Suppose you wanted to query all people with a phone. You would probably write an index something like this to start:

public Person_Phone()
        {
            Map = families => from family in families
                              from person in family.FamilyMembers
                              from device in person.Devices
                              where device.IsPhone == true
                              select new {
                                  person.FirstName,
                                  person.LastName
                              }
        }

This is what the team at RavenDB dubs a fan-out index. It is an index that produces multiple entries for one document.
These indexes cause some issues inside RavenDB that can result in the server running itself out of memory. This problem has been mitigated in Raven 3 by preventing the server from generating more than a maximum number of results for an index. However, depending on your situation that might just result in your having *gasp* totally wrong data!

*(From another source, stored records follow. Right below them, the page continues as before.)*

PR #193, opened 2016-11-24
WICKET-6287 Switch from json.org to open-json - 8.x

klopfdreh:
Repository: https://github.com/tdunning/open-json


pom.xml
```diff
@@ -447,6 +447,12 @@
 				<type>jar</type>
 			</dependency>
 			<dependency>
+		    	<groupId>com.tdunning</groupId>
+		    	<artifactId>json</artifactId>
+				<version>1.2-SNAPSHOT</version>
```
bitstorm: Hi @klopfdreh ,

why we can't use the current version 1.1 and wait for 1.2?

klopfdreh: Hi @bitstorm ,

1.2 has been just released. 😄 

Anyway the were two reasons why to wait for this version.

1. The slash / should only be escaped after a "<" bracket (https://github.com/tdunning/open-json/commit/e1541126bf3206fa7a2b243f3791e274822128c1)
2. JSONFunction was not implemented yet. (https://github.com/tdunning/open-json/commit/174ab93ac966f0213ac4a4bd3ac5b17e0920a7c8) - this is required for json like this: { "mykey": window.myfunction() }

We can switch the version to 1.2 and it should work with this PR.

kind regards

Tobias

bitstorm: @klopfdreh 
Great! Good job Tobias! I think we can go ahead with this PR and merge it

klopfdreh: @bitstorm - are you able to check this PR out an have a look if everything builds fine?

klopfdreh: Hi @bitstorm ,

that's what I mentioned here:

https://github.com/apache/wicket/pull/195#issuecomment-263071173

Sadly the API is not exact the same, but we have to move. Even if we take another json framework we can't provide exact the same methods.

But I hope with open-json it is not that difficult.

bitstorm: @klopfdreh 
I'm done with wicketstuff. I think 4-5 modules (select2, whiteboard, etc...) should be manually tested but don't expect problems.

bitstorm: @klopfdreh 
JSONFunction are rendered as regular strings, surrounded by double quotes. But I think the culprit is here:

https://github.com/tdunning/open-json/blob/master/src/main/java/org/json/JSONStringer.java#L261

We should rename JsonFunction back to JSONFunction

bitstorm: I think the problem is that the new library escapes special characters also for JSONFunction, so 'alert("")' becomes 'alert(\"\")' and can not be evaluated by javascript.

klopfdreh: Hi @bitstorm ,

I am going to write a Unit Test for this and request another PR for open-json, soon.

kind regards

Tobias

tdunning: I just pushed version 1.3 that has quoting fixes and a bean constructor.

klopfdreh: @bitstorm - is everything working with 1.3, now?

If yes we can integrate this branch I think.

tdunning:
Not sure why, but I see 1.2-SNAPSHOT in the comments coming through.

That is going to point at open-json 1.3 when you actually move forward,
right?

(just call me "better safe than sorry")

bitstorm:
@tdunning @klopfdreh 
yes, the 1.2-SNAPSHOT must turn into 1.3

klopfdreh:
Hi @bitstorm - I switched it to version 1.3.

klopfdreh:
Summary before integration:

* Because Apache Wicket 8 is at milestone level API changes are allowed and because of this all JSON library classes are removed and the external dependency of open-json has been added. This way it is easier to keep the library updated. Users have to organize imports.

bitstorm:
@klopfdreh @martin-g 
Shall we go ahead merging or do you prefer to port the pr to the other two branches first?

klopfdreh:
@bitstorm - there are two different PRs for 6.x and 7.x to preserve the API integrity.

bitstorm:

In this case, there isn’t a great way to eliminate the fan out. There will always be multiple people in one document. That said, you CAN drastically improve the performance of this operation. We had an index like this in our code at work, and we got the server to stop running out of resources and play nice by simply denormalizing some data within the document.
By changing the person class to the following:

public class Person
    {
        public string FirstName { get; set; }
        public string LastName { get; set; }
        public IList<Device> Devices { get; set; }
        public bool HasPhone { get; set; }
        public bool HasTablet { get; set; }
    }

And maintaining the denormalization of HasPhone and HasTablet, we are able to change our index definition to:

public Person_Phone()
        {
            Map = families => from family in families
                              from person in family.FamilyMembers
                              where person.HasPhone == true
                              select new {
                                  person.FirstName,
                                  person.LastName
                              }
        }

The removal of the single level of nesting is a game-changer for RavenDB and it allowed us to get our server back on the move!

The RavenDB User Story

I’m happy to say I’m back home after an excellent week at “That Conference” in Wisconsin Dells, and then a short trip to Chicago with my husband.

While I was at “That Conference” I hosted a small open spaces talk (basically a discussion group for those who aren’t familiar), about RavenDB. I met quite a few users of the technology, and it felt like everyone had the same story. It went like this:

When I first started using RavenDB I loved the .NET client. It was so easy to use. Then I put it in production and an indexing job consumed all the resources on my server. I was told I shouldn’t have made an index that way, but how was I supposed to know?

This story, and other similar “how could I have known that” moments seem to be a huge part of the RavenDB user experience. This causes some people to abandon the product, and others to be much less happy with it than they could be.

Personally, I think the real issue at hand is not a poor product. Instead, the issue is a young product that hasn’t had enough adoption to really have a set of best practices come up around it yet.

I can’t claim to be an expert in RavenDB – I’ve used it for about a year and a half, and after making quite a few mistakes with it, I can say that we are having success. That said, one thing I CAN do, is share my learning experiences so that the next person doesn’t have to go through the same thing. As such, I am starting a series of blog posts on places where I went wrong with RavenDB, and where others can avoid my mistakes.